When I was studying Fashion at Falmouth School of Art, I loved to look at the design books of the designers… I loved the wonderful fashion illustration, the mood boards and so on. In my year there was a girl there who used to do the most striking design drawings, I can’t remember her name, it was a long time ago. Many years on here I am with a list of colours and a question mark as to whether to use Mallard with the storm or Ice Gem…. Oh yes, that decision I made … I decided that the Flax needed to go and replaced it with Storm. I’m still sad that I’ve not included Marni – the wonderful red in the Erika Knight Collection.

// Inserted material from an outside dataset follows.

PR #4314, opened 2024-04-19
fix: not using cache when price server is down

nicolasburtey:


dolcalmi:
closed in favor of https://github.com/GaloyMoney/galoy/pull/4315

So I’ve got my designs, I’ve knitted them in a super chunky yarn but not the Erika Knight yarn so it’s the moment of truth. When the yarn arrives I’ll cast on and see if my designs and the patterns I’ve sketched out work. The Erika Knight comes up a bit smaller than the Super Chunky I’ve used for the ‘roughs’ – I’ve tried to allow for that. I’m also working on different sizes for the Cape, working up a UK 8-12 and a 14 -18.

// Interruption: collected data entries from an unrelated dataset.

PR #4318, opened 2024-04-19
feat: exposing portal for webhook

nicolasburtey:


core/api/src/app/callback/index.ts
```diff
@@ -54,3 +54,11 @@ export const deleteEndpoint = async ({
   if (success instanceof Error) return success
   return success
 }
+
+export const getPortal = async (accountId: AccountId) => {
+  const callbackService = CallbackService(getCallbackServiceConfig())
+  const res = await callbackService.getPortal(accountId)
+
+  if (res instanceof Error) return res
+  return res
```
dolcalmi, line 63:
```suggestion
  return await callbackService.getPortal(accountId)
```

core/api/src/services/svix/index.ts
```diff
@@ -113,7 +113,7 @@ export const CallbackService = (config: SvixConfig) => {
   }
 
   // only work for hosted svix
-  const getWebsocketPortal = async (accountId: AccountId) => {
+  const getPortal = async (accountId: AccountId) => {
```
dolcalmi, line 116: dont we have an interface for this? we must include return type

core/api/src/app/callback/index.ts
```diff
@@ -54,3 +54,11 @@ export const deleteEndpoint = async ({
   if (success instanceof Error) return success
   return success
 }
+
+export const getPortal = async (accountId: AccountId) => {
```
dolcalmi, line 58: should not be `getPortalUrl`? also please use `{accountId}: {accountId: AccountId}` this creates `code.function.params.accountId` in span attrs

core/api/src/services/svix/index.ts
```diff
@@ -113,7 +113,7 @@ export const CallbackService = (config: SvixConfig) => {
...
     const accountCallbackId = getAccountCallbackId(accountId)
```
dolcalmi, line 117: please include line 117-119 inside try block

dolcalmi (changes requested):

core/api/src/app/callback/index.ts
nicolasburtey: oh I didn't know that.

core/api/src/app/callback/index.ts
nicolasburtey: we may not need/want the `await`?

core/api/src/services/svix/index.ts
nicolasburtey: `getAccountCallbackId(accountId)` is just a string operation. it won't fail

core/api/src/services/svix/index.ts
```diff
@@ -31,15 +31,36 @@ function prefixObjectKeys(
   }, {})
 }
 
-export const CallbackService = (config: SvixConfig) => {
+interface CallbackService {
```
dolcalmi, line 34: please move to https://github.com/GaloyMoney/galoy/blob/main/core/api/src/domain/callback/index.types.d.ts

core/api/src/services/svix/index.ts
```diff
@@ -31,15 +31,36 @@ function prefixObjectKeys(
...
+  sendMessage: (args: {
+    eventType: string
+    accountId: AccountId
+    walletId: WalletId
+    payload: Record<string, JSONValue>
+  }) => Promise<ApplicationError | true>
+  getPortalUrl: (accountId: AccountId) => Promise<ApplicationError | string>
```
dolcalmi, line 41: ApplicationError is from app layer, please create CallbackServiceError `export class CallbackServiceError extends CallbackError {}` here https://github.com/GaloyMoney/galoy/blob/main/core/api/src/domain/callback/errors.ts

dolcalmi (changes requested):

core/api/src/services/svix/index.ts
dolcalmi: also please rename to `ICallbackService`

dolcalmi (approved):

It’s a process you never get to see in the books about fashion designers, I guess a list with errors and question marks might not portray the right image! That’s a shame. We create myths around things where errors and questions are erased… that’s so often true in the stories we tell ourselves and the ones we tell others. The best we are able to offer is as Derran Brown said in his show one based on a true story. We leave the bits out that don’t suit us at the time for better or for worse.

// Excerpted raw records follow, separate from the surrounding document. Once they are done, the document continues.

PR #4338, opened 2024-04-23
chore(voucher): updated withdraw and redeem page to public

siddhart1o1:


apps/voucher/env.ts
```diff
@@ -1,7 +1,5 @@
 import { createEnv } from "@t3-oss/env-nextjs"
 import { z } from "zod"
-import dotenv from "dotenv"
-dotenv.config({ path: "../.env" })
```
siddhart1o1, line 4: Not needed anymore.

nicolasburtey (approved):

Facebook and other social media gives us the edited highlights of others lives. I know for myself that every now and then when ‘Timehop’ presents me with a picture full of happiness and good times I was having a pretty miserable day. I’ve since endeavoured to make my posts more authentic. On the flip side, the stories I tell myself about myself, when examined are not accurate either, you know the sort, when you’re having a bad day and make it worse by falling into the ‘worst person in the world’ hole. So here I am, in my 40’s and in everything I do I try to find the truth of things. Not the ‘based on a true story’ truth but a truth borne out of examining facts with understanding and a critical eye.